Go through the material below and return each line with the string "using" in it.

EXTRACTED INFORMATION: Begin

PR #4299, opened 2024-08-28
Allow the definition of point in region plane using variables

evoyiatzis:
**Summary**

Allow the definition of point in region plane using variables 

**Related Issue(s)**

No related issue

**Author(s)**

E. Voyiatzis at NovaMechanics Ltd (email evoyiatzis@gmail.com)

**Licensing**

**Backward Compatibility**

**Implementation Notes**

The modifications in the code at region_plane.h and region_plane.cpp follow the approach in region_sphere.cpp and region_sphere.h A xstyle/ystyle/zstyle int variable stores if the point is defined as constant or via variable and the xstr/ystr/zstr stores the name of the variable if required. The init method calls variable_check to check if the definition and the numerical value of the point is sound. The deconstructor cleans the memory from the xstr/ystr/zstr variables. 

**Post Submission Checklist**

A set of test files is included in the attached zip file

[equilibrated_germanene_sheet_50.0.zip](https://github.com/user-attachments/files/16780858/equilibrated_germanene_sheet_50.0.zip)


doc/src/region.rst
```diff
@@ -34,10 +34,11 @@ Syntax
        *ellipsoid* args = x y z a b c
          x,y,z = center of ellipsoid (distance units)
          a,b,c = half the length of the principal axes of the ellipsoid (distance units)
-           x,y,z,a,b and c can be a variable (see below)
+         x,y,z,a,b and c can be a variable (see below)
        *plane* args = px py pz nx ny nz
          px,py,pz = point on the plane (distance units)
          nx,ny,nz = direction normal to plane (distance units)
+         px,py,pz can be a variable
```
akohlmey:
```suggestion
           px,py,pz can be a variable
```
The list is more readable when the "can be a variable" statements are indented.

doc/src/region.rst
```diff
@@ -203,12 +204,13 @@ and with radius as its radius.
 
 The *radius* value for styles *sphere* and *cylinder*, and the
 parameters a,b,c for style *ellipsoid*, can each be specified as an
-equal-style :doc:`variable <variable>`.  Likewise, for style *sphere*
```
akohlmey, line 206: For better readability for the documentation source, there should be two blanks after a full stop. We usually add them when revising documentation. There is a lot of legacy text without. Removing those extra blanks just creates extra work for the folks maintaining the manual.

doc/src/region.rst
evoyiatzis: @akohlmey  thanks for the explanation !

doc/src/region.rst
```diff
@@ -18,13 +18,13 @@ Syntax
        *delete* = no args
        *block* args = xlo xhi ylo yhi zlo zhi
          xlo,xhi,ylo,yhi,zlo,zhi = bounds of block in all dimensions (distance units)
-         xlo,xhi,ylo,yhi,zlo,zhi can be a variable
+           xlo,xhi,ylo,yhi,zlo,zhi can be a variable
```
akohlmey:
```suggestion
           xlo,xhi,ylo,yhi,zlo,zhi can be a variable (see below)
```

doc/src/region.rst
```diff
@@ -38,6 +38,7 @@ Syntax
        *plane* args = px py pz nx ny nz
          px,py,pz = point on the plane (distance units)
          nx,ny,nz = direction normal to plane (distance units)
+           px,py,pz can be a variable
```
akohlmey:
```suggestion
           px,py,pz can be a variable (see below)
```

jmgoff (approved):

EXTRACTED INFORMATION: End

TASK RESULT:
Allow the definition of point in region plane using variables
Allow the definition of point in region plane using variables 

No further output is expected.